• _Exercise requirements_: From the first line to the last, print the data exactly.

• _Exercise data_:
PR #1745, opened 2020-04-08
Fix: adjust eslint config to match CI

maxklenk:
My IDE and `npm run lint` suggest to: Arrow functions can omit parentheses when they have exactly one parameter.
Screenshot 2020-04-08 at 12 36 04 PM

But on Codacy an error is reported when the are removed. My changes align the eslint config with the codacy handling.

eslint rule:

• _Task answer_:
PR #1745, opened 2020-04-08
Fix: adjust eslint config to match CI

maxklenk:
My IDE and `npm run lint` suggest to: Arrow functions can omit parentheses when they have exactly one parameter.
Screenshot 2020-04-08 at 12 36 04 PM

But on Codacy an error is reported when the are removed. My changes align the eslint config with the codacy handling.

eslint rule:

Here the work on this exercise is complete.